Он снял рубашку, повесил на спинку стула.
— Я рад, что ты решила навестить меня, — сказал он, — ведь мне пришлось пережить два отвратительных дня. Ненадежность коллег, нарушенные планы... Похоже, по какому-то гороскопу для меня наступило неблагоприятное время, да? Теперь мне нужно слегка расслабиться. Как редко жизнь предоставляет нам такую возможность, правда? Я имею в виду возможность расслабиться. А окрестные шлюхи, откровенно говоря, довольно скучны. Настоящие провинциалки, невероятно живые и похотливые, не успеешь глазом моргнуть, а она уже лежит, распластавшись на спине. Своего рода невинность, честное слово. Похоже, они считают, что секс — это простое совокупление.
Последнюю фразу он договаривал уже на ходу, наслаждаясь тем, как меняется лицо Карлы при его приближении. Абсолютно голый, он подошел к ней и прижал ее бедра к кровати, навалившись всей своей тяжестью, направив член ей прямо в лицо. Потом расстегнул пуговицы на ее рубашке и распахнул ее.
— Люк Маллен, — произнес он, — Люк Маллен, Люк Маллен, Люк Маллен... Он был полезен раньше, и много лет, он и сейчас полезен. Но как долго это продлится? Вот в чем вопрос.

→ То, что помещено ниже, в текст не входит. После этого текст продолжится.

PR #2814, opened 2021-12-07
feat: Faster operator startup

astefanutti:
On typical environments, it can take up to 30s for the operator binary to startup, and being ready to service reconciliation requests. This is mainly caused by the installation of the Kamelets bundled within the operator while it starts.

In order to speed up that installation time and reduce the start time overall, this PR:

* Increases the value of the maximum burst parameter used for client-side request throttling
* Use Server-Side Apply to reduce the number of requests for each Kamelet, from up to 3 (get + create + update) down to a single (patch) one in all cases
* Installs each bundled Kamelet in a separate Goroutine executed in parallel

This results in a startup time as small as 0.5s with the current number of bundled Kamelets (~140 as of writing), and should scale by orders of magnitude better as this number increases.

Incidentally, this should also speed up the reconciliation of IntegrationPlatform that are created, as bundle Kamelets are also installed in that case.

**Release Note**
```release-note
feat: Faster operator startup
```

### DIFF
--- a/pkg/install/kamelets.go
+++ b/pkg/install/kamelets.go
@@ -19,8 +19,10 @@ package install
 
 import (
 	"context"
+	"errors"
 	"fmt"
 	"io/fs"
+	"net/http"
 	"os"
 	"path"
 	"path/filepath"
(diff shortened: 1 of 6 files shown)


oscerd (approved):

davsclaus (approved):

nicolaferraro (approved):
This is great!

tadayosi:
Awesome improvement!

pkg/install/kamelets.go
```diff
@@ -58,60 +68,123 @@ func KameletCatalog(ctx context.Context, c client.Client, namespace string) erro
...
+	kamelet.GetLabels()[v1alpha1.KameletBundledLabel] = "true"
+	kamelet.GetLabels()[v1alpha1.KameletReadOnlyLabel] = "true"
+
+	if hasServerSideApply {
+		err := serverSideApply(ctx, c, kamelet)
+		switch {
+		case err == nil:
+			break
+		case isIncompatibleServerError(err):
+			hasServerSideApply = false
```
zregvart, line 130: Could this be a logic error? Looks like first Kamelet creation that can't be server-side applied is skipped. Should this be:

```suggestion
			hasServerSideApply = false
			clientSideApply(ctx, c, kamelet)
			break
```

pkg/install/kamelets.go
```diff
@@ -19,30 +19,40 @@ package install
...
+	"github.com/apache/camel-k/pkg/util/patch"
 )
 
 const (
 	kameletDirEnv     = "KAMELET_CATALOG_DIR"
 	defaultKameletDir = "/kamelets/"
 )
 
-// KameletCatalog installs the bundled KameletCatalog into one namespace.
+var hasServerSideApply = true
```
zregvart, line 53: Should this be `atomic.Value`?

zregvart (commented):
I could be wrong on this, @astefanutti does this make any sense?

pkg/install/kamelets.go
astefanutti: Thanks @zregvart, you're right. I've messed things here, and fixed it in #2821.

pkg/install/kamelets.go
astefanutti: It should be set the first time by the main goroutine only. Even if this races, Server-Side Apply will be tried twice, but my understanding is that it's idempotent. Also the client-side logic will ultimately be removed as SSA becomes ubiquitous, so I guess this explains why I did not bother using an atomic boolean. WDYT?

zregvart: Yeah in the grand scheme of things it could only be a performance issue, i.e. trying SSA multiple times, not a logic issue. My preference would be to use atomic value here, but I'll leave it up to you...

PR #2823, opened 2021-12-08
chore: Try SSA for Kamelet install only once

astefanutti:
This PR follows up #2814 to take into account https://github.com/apache/camel-k/pull/2814#discussion_r764679710.

@zregvart let me know if that corresponds to what you had in mind.

**Release Note**
```release-note
NONE
```

### DIFF
--- a/pkg/install/kamelets.go
+++ b/pkg/install/kamelets.go
@@ -27,6 +27,7 @@ import (
 	"path"
 	"path/filepath"
 	"strings"
+	"sync"
 	"sync/atomic"
 
 	"golang.org/x/sync/errgroup"
@@ -56,11 +57,8 @@ var (
 	log = logf.Log
 
 	hasServerSideApply atomic.Value
+	tryServerSideApply sync.Once
 )
-
-func init() {
-	hasServerSideApply.Store(true)
-}
 
 // KameletCatalog installs the bundled Kamelets into the specified namespace.
 func KameletCatalog(ctx context.Context, c client.Client, namespace string) error {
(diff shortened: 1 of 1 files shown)


pkg/install/kamelets.go
```diff
@@ -50,7 +52,15 @@ const (
...
-var hasServerSideApply = true
+var (
+	log = logf.Log
+
+	hasServerSideApply atomic.Value
+)
+
+func init() {
+	hasServerSideApply.Store(true)
+}
```
zregvart, line 63:
```suggestion
```

pkg/install/kamelets.go
```diff
@@ -50,7 +52,15 @@ const (
 	defaultKameletDir = "/kamelets/"
 )
 
-var hasServerSideApply = true
+var (
+	log = logf.Log
+
+	hasServerSideApply atomic.Value
```
zregvart, line 58:
```suggestion
	hasServerSideApply atomic.Value
	hasServerSideApplyWrite sync.Mutex
```

pkg/install/kamelets.go
```diff
@@ -121,13 +131,14 @@ func applyKamelet(ctx context.Context, c client.Client, path string, namespace s
 	kamelet.GetLabels()[v1alpha1.KameletBundledLabel] = "true"
 	kamelet.GetLabels()[v1alpha1.KameletReadOnlyLabel] = "true"
 
-	if hasServerSideApply {
+	if v := hasServerSideApply.Load(); v.(bool) {
```
zregvart, line 134:
```suggestion
	if v := hasServerSideApply.Load(); v == nil || v.(bool) {
		if v == nil {
			hasServerSideApplyWrite.Lock()
			defer hasServerSideApplyWrite.Unlock()
		}
```

pkg/install/kamelets.go
```diff
@@ -121,13 +131,14 @@ func applyKamelet(ctx context.Context, c client.Client, path string, namespace s
...
 		err := serverSideApply(ctx, c, kamelet)
 		switch {
 		case err == nil:
 			return nil
```
zregvart, line 138:
```suggestion
			if v == nil {
				hasServerSideApply.Store(true)
			}
			return nil
```

zregvart (commented):
Something like this using a mutex to lock on the first write to `hasServerSideApply` in order to prevent multiple gorutines competing to write to it. Written from the top of my head, might not compile...

Feel free to disregard the whole idea if you think it complicates the implementation needlessly. This will have (perhaps a slight) impact on startup performance, as all goroutines will wait for the first one to complete before running.

astefanutti:
@zregvart I've taken on your idea to use a mutex, and I've gone for using `sync.Once`, which encapsulates the mutex, and exposes just the right semantic for doing the _SSA attempt / fallback_ logic only once.

Interestingly, the installation of the 137 bundled Kamelets now takes less than 200ms on my computer, which is less than what I observed without the extra synchronisation. That being said, we're probably inside the measurement margin error to draw any conclusion.

zregvart (approved):
Sweet!

PR #2831, opened 2021-12-14
feat(api): Add YAML DSL structural schema to CRDs

### LINKED ISSUE #2229: Support Flow in Custom Resource Definition Schema
There is a structural schema provided with Custom Resource Definitions. it allows various tooling to guide users by providing validation, completion and more.

The Flow part is currently not part of the CRD schema. it would be nice to include it.

nota: this work is related to this other [issue](https://github.com/apache/camel-k/issues/1614) which purpose is to enrich the CRD schema too but for Traits.

astefanutti:
That PR aims at integrating the Camel YAML DSL JSON schema into the Integration and Kamelet CRDs (and transitively to the KameletBinding CRD).

Each Camel K CRD specifies a structural schema, which is an OpenAPI v3.0 validation schema, with few, but important limitations, that directly impact the processing of the Camel YAML DSL JSON schema:
*  The `$ref` element cannot be used, which in practice leads to expanding the tree and duplicating the referenced definitions
* Polymorphism is only supported for the "hard-coded" `IntOrString` type, for which the special `x-kubernetes-int-or-string: true` field can be added to nodes.

For the first point, the tree expansion of the Camel DSL schema causes a significant increase of the CRD sizes, from 350KB to 4.1MB for the Integration and the KameletBinding CRDs, and from 23KB to 7.2MB for the Kamelet CRD (that expands the Camel YAML DSL schema twice because of a deprecated field), which may hit maximum size limit.

The second point seems more problematic, as the YAML DSL specifies more than 50 polymorphic types via the `anyOf` element. For example, the `from` element is defined as:

```json
"org.apache.camel.model.FromDefinition" : {
  "oneOf" : [ {
    "type" : "string"
  }, {
    "type" : "object",
    "properties" : {
      "parameters" : {
        "type" : "object"
      },
      "uri" : {
        "type" : "string"
      }
    }
  } ],
  "required" : [ "uri" ]
}
```

This cannot be turned as is as into a CRD structural schema. An option could be to translate all the polymorphic definitions into raw encoded JSON value (using the `RawMessage` struct and the special `x-kubernetes-preserve-unknown-fields: true`), but that would complexity a lot the processing and likely void the whole point, given major elements of the YAML DSL are polymorphic, like `from`, `to`, `toD`, `log`, `constant`, `simple`, `bean`, ...

For reference: https://kubernetes.io/docs/tasks/extend-kubernetes/custom-resources/custom-resource-definitions/#specifying-a-structural-schema.

Fixes #2229.

**Release Note**
```release-note
feat(api): Add YAML DSL structural schema to CRDs
```


astefanutti:
@davsclaus @oscerd @lburgazzoli I'd like to ask for your expertise before moving forward on this, more particularly on point #2, about the handling of polymorphic DSL definitions.

Also, for point #1 and the impact of the expansion, we have the `flow` field declared as deprecated into the Kamelet type, superseded by the `template` field. However, the Kamelets from the catalog still rely on the `flow` field, so I wonder what's the direction to take.

lburgazzoli:
> Also, for point #1 and the impact of the expansion, we have the `flow` field declared as deprecated into the Kamelet type, superseded by the `template` field. However, the Kamelets from the catalog still rely on the `flow` field, so I wonder what's the direction to take.

On this point we need to fix the Kamelets

lburgazzoli:
I think the re is a subtle issue here as by including the YAML DSL schema, then we are also need to take into account the backward compatibility at the DSL level but unfortunately, the YAML DSL schema is linked to the camel version and not the camel-k operator. 

I'm not sure about how this should be handled.

astefanutti:
> I think the re is a subtle issue here as by including the YAML DSL schema, then we are also need to take into account the backward compatibility at the DSL level but unfortunately, the YAML DSL schema is linked to the camel version and not the camel-k operator.
> 
> I'm not sure about how this should be handled.

Right. Ideally `$ref` would be supported for raw encoded JSON value, so that tools can be pointed to an external schema: https://github.com/kubernetes/kubernetes/issues/62872.

oscerd:
For the Kamelets side it should be easy to change them, I think once this happens we'll need to switch to kamelet-catalog 1.x, to show a major change in the structure.

davsclaus:
Another smaller YAML DSL change we have in the works is this PR
https://github.com/apache/camel/pull/6520

It aligns `route` and `from` so they work in the same way, that `steps` must only be set as child on `from`. Before you could put steps as child on `route` also.

This only breaks if you have yaml routes where you start from `route` and have put `steps` as child there, instead of `from`.

davsclaus:
About the kamelet changes, if its an internal change with `flow` -> `template`, then maybe we do not have to bump it to a 1.0.x release. I assume from end user point of view, it works just the same.

In camel-yaml-dsl and camel-kamelet - then I wonder if we have code that checks for both `flow` and `template`.

astefanutti:
> Another smaller YAML DSL change we have in the works is this PR [apache/camel#6520](https://github.com/apache/camel/pull/6520)
> 
> It aligns `route` and `from` so they work in the same way, that `steps` must only be set as child on `from`. Before you could put steps as child on `route` also.
> 
> This only breaks if you have yaml routes where you start from `route` and have put `steps` as child there, instead of `from`.

Awesome, that was also one of the discrepancies I noticed.

I also understand this relates to the "polymorphism" issue. Correct me if I'm wrong, it seems it's not possible to use `steps` with the string variant of `from`. It may be a bit bold, but could removing the string variants be a solution to solve the "polymorphism" issue for CRD schemas?

davsclaus:
About #2 then the oneOf thing with `to`, `toD`, `from` etc is the "hack" that makes the yaml dsl less-verbose and similar to java dsl, where you specify the endpoint uri in _inlined_ mode, eg

```
from: kafka:cheese
  steps:
    - to: kafka:wine
```

Otherwise if we did not have that, you had to do
```
from: 
  uri: kafka:cheese
  steps:
    - to:
        uri: kafka:wine
```
(and fight more with how many spaces do I need to add/remove ... :)

davsclaus:
If end users do not write the yaml dsl by hand, then we could maybe not have this _inlined_ and be more verbose. And tooling can maybe also better parse/generate the yaml if its specified via `parameters`, and `uri` objects.

Having to use `uri` is however mandatory in XML but its a bit less verbose, or intuitive, as its in the xml tag:
```
<from uri="kafka:cheese"/>
```

vs

```
from:
  uri: kafka:cheese
```

Also what if you combine oneOf with parameters - that is not possible accroding to the schema, but wonder if the yaml parser can parse it anyway

```
from: kafka:cheese
  parameters:
    client-id: 1234
    commit-timeout-ms: 10000
```

davsclaus:
> I also understand this relates to the "polymorphism" issue. Correct me if I'm wrong, it seems it's not possible to use `steps` with the string variant of `from`. It may be a bit bold, but could removing the string variants be a solution to solve the "polymorphism" issue for CRD schemas?

I assume this is the same word for what I called _inlined_. 

I am starting to lean towards making the YAML DSL consistent and remove the _inlined_. It breaks backwards compatability, but for kamelets we can always update and do a new release.

So its more about plain Camel K and our existing examples, docs where we need to update.

The Karavan tooling also hit this problem with the _inlined_ as a "big pain".

astefanutti:
> If end users do not write the yaml dsl by hand, then we could maybe not have this _inlined_ and be more verbose. And tooling can maybe also better parse/generate the yaml if its specified via `parameters`, and `uri` objects.
> 
> Having to use `uri` is however mandatory in XML but its a bit less verbose, or intuitive, as its in the xml tag:
> 
> ```
> <from uri="kafka:cheese"/>
> ```
> 
> vs
> 
> ```
> from:
>   uri: kafka:cheese
> ```
> 

Yes, removing the "inlined" form would only be for the YAML DSL, and possibly only for the Camel K flavour, to meet tools that rely on CRDs.

> Also what if you combine oneOf with parameters - that is not possible accroding to the schema, but wonder if the yaml parser can parse it anyway
> 
> ```
> from: kafka:cheese
>   parameters:
>     client-id: 1234
>     commit-timeout-ms: 10000
> ```

Right, I don't think this could even be parsed.

astefanutti:
> > I also understand this relates to the "polymorphism" issue. Correct me if I'm wrong, it seems it's not possible to use `steps` with the string variant of `from`. It may be a bit bold, but could removing the string variants be a solution to solve the "polymorphism" issue for CRD schemas?
> 
> I assume this is the same word for what I called _inlined_.

Exactly. Polymorphism is implemented with `oneOf`, to have both the _inlined_ and _structured_ variants.

> I am starting to lean towards making the YAML DSL consistent and remove the _inlined_. It breaks backwards compatability, but for kamelets we can always update and do a new release.
> 
> So its more about plain Camel K and our existing examples, docs where we need to update.
> 
> The Karavan tooling also hit this problem with the _inlined_ as a "big pain".

Yes, that would be the ideal solution to solve issue <span>#</span>2 and #2229 ultimately.

lburgazzoli:
The problem I see by remove the inline variant is that sometime is very verbose and not very intuitive, take as example the expressions block

With XML, you can write something like:

```xml
<simple>${foo.bar}<simple>
```

As today you can write something like:

```yaml
simple: "${foo.bar}"
```

But removing the polymorphism would lead to:

```yaml
simple: 
  expression: "${foo.bar}"
```

davsclaus:
> The problem I see by remove the inline variant is that sometime is very verbose and not very intuitive, take as example the expressions block
> 
> With XML, you can write something like:
> 
> ```
> <simple>${foo.bar}<simple>
> ```
> 
> As today you can write something like:
> 
> ```yaml
> simple: "${foo.bar}"
> ```
> 
> Which seems nice and inline with the XML DSL, but removing the polymorphism would lead to:
> 
> ```yaml
> simple: 
>   expression: "${foo.bar}"
> ```
> 
> Which to me seems to be not very intuitive and verbose.
> 
> In some cases, having only the inlined option may be ok, but if you have to also support additional options then, you cant express it in YAML because YAML does not have the same element and attribute concept as XML

Luca you have a point here about the languages. However its rare you need to configure languages with options - especially simple language. The jsonpath language however do have a few options that can be handy, such as suppressException and writeAsString.
https://camel.apache.org/components/3.13.x/languages/jsonpath-language.html

I wonder if we can make this into a camel quasi uri, where you can then say

```
jsonpath: $.store.book[?(@.price &lt; 30)]?suppressException=true
```

So what we do is to check if the string ends with known query parameters, eg in this case suppressException is a known parameter.

astefanutti:
> The problem I see by remove the inline variant is that sometime is very verbose and not very intuitive, take as example the expressions block
> 
> With XML, you can write something like:
> 
> ```
> <simple>${foo.bar}<simple>
> ```
> 
> As today you can write something like:
> 
> ```yaml
> simple: "${foo.bar}"
> ```
> 
> Which seems nice and inline with the XML DSL, but removing the polymorphism would lead to:
> 
> ```yaml
> simple: 
>   expression: "${foo.bar}"
> ```
> 
> Which to me seems to be not very intuitive and verbose.
> 
> In some cases, having only the inlined option may be ok, but if you have to also support additional options then, you cant express it in YAML because YAML does not have the same element and attribute concept as XML

I agree. Actually, the real issue is to have both variants, not the _inlined_ variant by itself. So maybe the solution is to decide case by case which variant we want to keep based on its usage frequency.

For instance for the `simple` expression:

```json
"org.apache.camel.model.language.CSimpleExpression" : {
      "oneOf" : [ {
        "type" : "string"
      }, {
        "type" : "object",
        "properties" : {
          "expression" : {
            "type" : "string"
          },
          "id" : {
            "type" : "string"
          },
          "result-type" : {
            "type" : "string"
          },
          "trim" : {
            "type" : "boolean"
          }
        }
      } ],
      "required" : [ "expression" ]
    },
```

It seems the _inlined_ variant is much more frequent than the _structured_ one, so the former would be kept.

davsclaus:
We could also have 2 kinds for languages, one with inlined only, and a sister with verbose mode only.

- simple
- simple2

Now to come up with a good name is hard :)

lburgazzoli:
> 
> I agree. Actually, the real issue is to have both variants, not the _inlined_ variant by itself. So maybe the solution is to decide case by case which variant we want to keep based on its usage frequency.
> 

The problem is that, if you remove one option then what if you need it ? 
That would cause a difference in term of functionalities  between DSLs.

astefanutti:
> > I agree. Actually, the real issue is to have both variants, not the _inlined_ variant by itself. So maybe the solution is to decide case by case which variant we want to keep based on its usage frequency.
> 
> The problem is that, if you remove one option then what if you need it ? That would cause a difference in term of functionalities between DSLs.

I agree. I'm afraid there is no _one-size-fits-all_ solution to the problem at hand (at least for CRDs), and the propositions here are already pragmatic tradeoff attempts.

lburgazzoli:
Thinking a little bit more, I think the parser should continue to support both the options, however we can generate different json schema depending on the needs i.e. an opinionated one that does not have the "inlines" or anything that would make things easier.

lburgazzoli:
> 
> I agree. I'm afraid there is no _one-size-fits-all_ solution to the problem at hand (at least for CRDs), and the propositions here are already pragmatic tradeoff attempts.

Maybe we should ask to support `x-kubernetes-object-or-string: true` ?

astefanutti:
> > I agree. I'm afraid there is no _one-size-fits-all_ solution to the problem at hand (at least for CRDs), and the propositions here are already pragmatic tradeoff attempts.
> 
> Maybe we should ask to support `x-kubernetes-object-or-string: true` ? :)

Yes! I preferred to exhaust all options on our side before going to the K8s wild world 😃.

По-моему, не долго. А почему? Да потому что степень полезности Люка определялась его отношением к окружающему миру и к себе самому. Раньше он готов был на все, не думая о последствиях. На небольшую опасность, небольшой риск, и я прибегал к его услугам время от времени.
Ее лифчик был всего лишь ажурным кружевом. Поэтому он просто сдвинул его с груди, хлопнув резинкой, соединяющей чашечки.
— А теперь все изменилось. Люк стал сложным, а следовательно, опасным. Почему? Потому что ему не все равно, что происходит в его жизни. Почему? Потому что он теперь увлеченно думает о будущем. Почему? Потому что он полюбил тебя.
У Карлы пересохло во рту; слюны не набиралось даже для плевка. Эллвуд переместил свой вес ей на ноги и теперь мог расстегнуть пряжку ее ремня. Он расстегивал «молнию» на джинсах, миллиметр за миллиметром, склонив голову, и глаза его сверкали.